BRASHEN HUNCHED HIS SHOULDERS TO THE DIRTY RAIN THAT WAS
driving down. As he walked back to the Red Eaves he carefully thought about nothing. He stopped once to buy a stick of coarse cindin from a street corner vendor miserable in the rain, and then walked on. When he reached the doors of the Red Eaves, he found them barred for the night. He pounded on them, unreasonably angry at being shut out in the rain.

Above his head, a window opened. The landlord stuck his head out. “Who's there?” he demanded.

“Me. Brashen. Let me in.”

“You left the washing room a mess. You didn't scrub out the trough. And you left the towels in a heap.”

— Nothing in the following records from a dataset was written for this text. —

PR #40, opened 2019-07-18
Typographic changes in the Supported Platforms table

dh--:
Removes a trailing | - looks like this was leftover from a copy/paste job
Replaces the * callout next to PHP with the intended meaning; alternatives would be to include the callout later on the page.
Added an empty table cell to the last row for consistency
Updated some whitespace to keep things internally consistent

### DIFF
--- a/content/about.md
+++ b/content/about.md
@@ -123,13 +123,12 @@ Check out what people are saying below:
 </tr>
 
 <tr>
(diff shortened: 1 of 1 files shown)


ejona86:
@stanley-cheung, I was thinking PHP isn't Beta. Is the asterisk because it is client-only?

ejona86:
It looks like the asterisk _was_ because it was beta. But I didn't think it was still beta.

ejona86:
@dh--, thank you!

PR #47, opened 2019-08-22
 Use proto message Get methods in Go quick start

le-michael:
Suggest users to use the exported Get methods instead of directly accessing the data.

Submitted a pull request to update the example as well.
https://github.com/grpc/grpc-go/pull/2990


menghanl:
@srini100 This PR is good to go.

PR #74, opened 2019-12-08
Fix typo in Ruby auth example.

catkins:
The auth guide has a Ruby example that references a non-existent `GRPC::Core::Credentials` class.

The class to use instead is `GRPC::Core::ChannelCredentials` as defined here:
https://github.com/grpc/grpc/blob/bebd20b126303a1f5d6cbb31d0463460b59c5074/src/ruby/ext/grpc/rb_channel_credentials.c#L237


apolcyn:
this is ok to merge, I don't have  merge ability though

catkins:
Thanks @apolcyn! Who should I tag to get it merged?

PR #78, opened 2020-01-31
Add get_grpcurl installer

gnossen:
This PR introduces an experimental one-line installer for `grpcurl`. It has been manually tested on Mac OS and several linux distros. For the moment, this is completely unsupported and undocumented.

The intent is to enable people to run `curl -s https://grpc.io/get_grpcurl | bash`. For obvious reasons, this script does not require root.

CC @lidizheng

### DIFF
--- a/static/get_grpcurl
+++ b/static/get_grpcurl
@@ -3,7 +3,7 @@
 set -e
 
 UNATTENDED="false"
-if [ "$#" = "1" -a "$1" = "-y" ]; then
+if [ "$#" = "1" ] && [ "$1" = "-y" ]; then
   UNATTENDED="true"
 elif [ "$#" -gt 1 ]; then
   echo "Usage: $0 [-y]" 1>&2
@@ -43,7 +43,8 @@ confirm () {
     return 0
   fi
   echo "$1"
-  read -p "[y/n]" -r RESPONSE </dev/tty
+  printf "[y/n]"
+  read -r RESPONSE </dev/tty
   printf "\n"
   case "$RESPONSE" in
     "yes" | "y" | "YES" | "Y" ) return 0;;
@@ -65,7 +66,7 @@ modify_config_file () {
   FILE="$1"
   BIN_DIR="$2"
   BACKUP="${FILE}.bak.$(date | sed 's/ /-/g')"
-  if ! stat ${FILE} 1>/dev/null 2>&1; then
+  if ! stat "${FILE}" 1>/dev/null 2>&1; then
     return 1
   fi
   cp "${FILE}" "${BACKUP}"
--- a/static/get_grpcurl
+++ b/static/get_grpcurl
@@ -1,0 +1,77 @@
+#!/bin/sh
+
+set -e
+
+detect_os () {
+  RAW_OS=$(uname -s)
+  OS="linux"
+  case "$RAW_OS" in
+    "Linux") OS="linux";;
+    "Darwin") OS="osx";;
+    *) echo "Unrecognized operating system \"${RAW_OS}\"" 1>&2; exit 1;;
+  esac
+  echo "${OS}"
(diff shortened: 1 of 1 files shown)


static/get_grpcurl
```diff
@@ -0,0 +1,77 @@
+#!/bin/sh
```
lidizheng: LICENSE?

static/get_grpcurl
```diff
@@ -0,0 +1,77 @@
...
+  echo "${OS}_${ARCH}"
+}
+
+confirm () {
+  echo "$1"
+  read -p "[y/n]" RESPONSE </dev/tty
+  printf "\n"
+  case "$RESPONSE" in
+    "yes" | "y" ) return 0;;
+    "no" | "n" ) echo "Aborting." 1>&2; exit 1;;
```
lidizheng: How about uppercase?

static/get_grpcurl
gnossen: The other files in this repo don't appear to have a license file.

gnossen:
@lidizheng Shell check is a nice tool. I learned a couple of things from it.

static/get_grpcurl
```diff
@@ -0,0 +1,77 @@
...
+}
+
+GITHUB_URL="https://github.com"
+GRPCURL_REPO="fullstorydev/grpcurl"
+
+PLATFORM=$(detect_platform)
+
+BIN_DIR="${HOME}/.grpcurl/bin"
+
+confirm "This script will perform a user install of grpcurl. Would you like to proceed?"
```
nicolasnoble: I would add a command line argument to skip the confirmation, to allow unattended installation.

static/get_grpcurl
```diff
@@ -0,0 +1,77 @@
...
+mkdir -p "${BIN_DIR}"
+
+curl -Ls "${GITHUB_URL}/${GRPCURL_REPO}/releases/latest" | \
+  grep "href=.*${PLATFORM}.tar.gz" | \
+  cut -d '"' -f 2 | \
+  echo "${GITHUB_URL}$(cat -)" | \
+  curl -sL "$(cat -)" --output - | \
+  tar -C "${BIN_DIR}" -xzf - grpcurl
+
+cp "${HOME}/.bashrc" "${HOME}/.bashrc.bak.$(date | sed 's/ /-/g')"
```
nicolasnoble: This file may not always be present. You need to check for .profile too. Not everyone uses bash, and MacOS is removing it.

static/get_grpcurl
```diff
@@ -0,0 +1,77 @@
...
+GITHUB_URL="https://github.com"
+GRPCURL_REPO="fullstorydev/grpcurl"
+
+PLATFORM=$(detect_platform)
+
+BIN_DIR="${HOME}/.grpcurl/bin"
+
+confirm "This script will perform a user install of grpcurl. Would you like to proceed?"
+
+ensure_command "curl"
```
nicolasnoble: You also technically need to ensure cut, grep, tar, mkdir and cp.

gnossen: Fair enough. Shouldn't there be some sort of "GNU collection standard"? I know there's a POSIX shell standard, but it seems like there should also be some lowest common denominator that busybox et al. can conform to.

gnossen:
@nicolasnoble Thanks for the review! Good points. PTALA.

static/get_grpcurl
nicolasnoble: GNU's coreutils will usually be always installed, that's true, and has cut, mkdir and cp. Tar and grep... I've seen oddballs distros without them by default.

Might as well be thorough anyway, it's not costing anything :-)

nicolasnoble:
Thanks!

PR #80, opened 2020-02-04
Correct release tag

gnossen:
This is an alternative to https://github.com/grpc/grpc/pull/21891.

Tested locally.


srini100:
Works after merging.

Issue #132, opened 2020-03-13
Kotlin gRPC


chalin:
- [x] Add placeholder pages for the quick start and tutorial so that we can link to them from other sites before the final versions are published - #141
- [x] **About** page supported languages and platforms
  - [x] Add Kotlin entry - (#141), #142
  - [x] Remove "under development" qualifier - https://github.com/grpc/grpc.io/commit/59e517353b2e6dfe553248a09fce8c90209606d6
- [x] Create Kotlin **quick start** - (#141), #124, #194
- [x] Create Kotlin basic **tutorial** (`docs/tutorials/basic/kotlin.md`) - (#141), #157, #194
- [x] API reference:
  - [x] Ensure API reference has been generated and is accessible; see https://github.com/grpc/grpc-kotlin/issues/5.
  - [x] Ensure that there is a link to the [Kotlin API reference][] from the [Reference page](https://grpc.io/docs/reference/) - #165, #175
- [x] Add Kotlin entry to [packages.grpc.io](https://packages.grpc.io) - https://github.com/grpc/grpc/pull/22451
- [x] Add Kotlin to  [grpc/grpc README](https://github.com/grpc/grpc) - https://github.com/grpc/grpc/pull/22450
- [x] Merge `kotlin` branch into `master`

After launch:
- [x] Blog post on grpc.io referring to the [Google Cloud blog entry](https://cloud.google.com/blog/products/application-development/use-grpc-with-kotlin) (here's the [tweet](https://twitter.com/grpcio/status/1250821545036877829)) - #196
- [x] Delete [grpc-java/examples/example-kotlin](https://github.com/grpc/grpc-java/tree/master/examples/example-kotlin) - https://github.com/grpc/grpc-java/pull/6936

Questions:
- Do we want to provide some guidance in terms of writing unit tests for grpc-kotlin apps (and write an example for the Hello World app)? Cf. grpc-java/examples/example-kotlin's [Unit test examples](https://github.com/grpc/grpc-java/tree/master/examples/example-kotlin#unit-test-examples)

Answered:
- [x] On which platforms (Windows, Linux, Mac) can grpc-kotlin be used? 
- [x] Router guide example:
  - [x] Stick with proto `Duration` type, even if it isn't used in other examples?
  - [x] Drop/cleanup Java specific `option` declarations?

[Kotlin API reference]: https://grpc.github.io/grpc-kotlin/grpc-kotlin-stub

He stared up at the window in consternation. “Let me in,” he repeated. “It's raining!”

“You are not a tidy person!” the innkeeper shouted down at him.

“But I paid for a room!”

For an answer, his duffel bag came flying out the window. It landed in the muddy streets with a splat that spattered Brashen as well. “Hey!” he shouted, but the window above him shut firmly. For a time he knocked and then kicked at the barred door. Then he shouted curses up at the closed window. He was throwing great handfuls of greasy mud up at it when the city guards came by and laughingly told him to move along. Evidently it was a situation they had seen before, and more than once.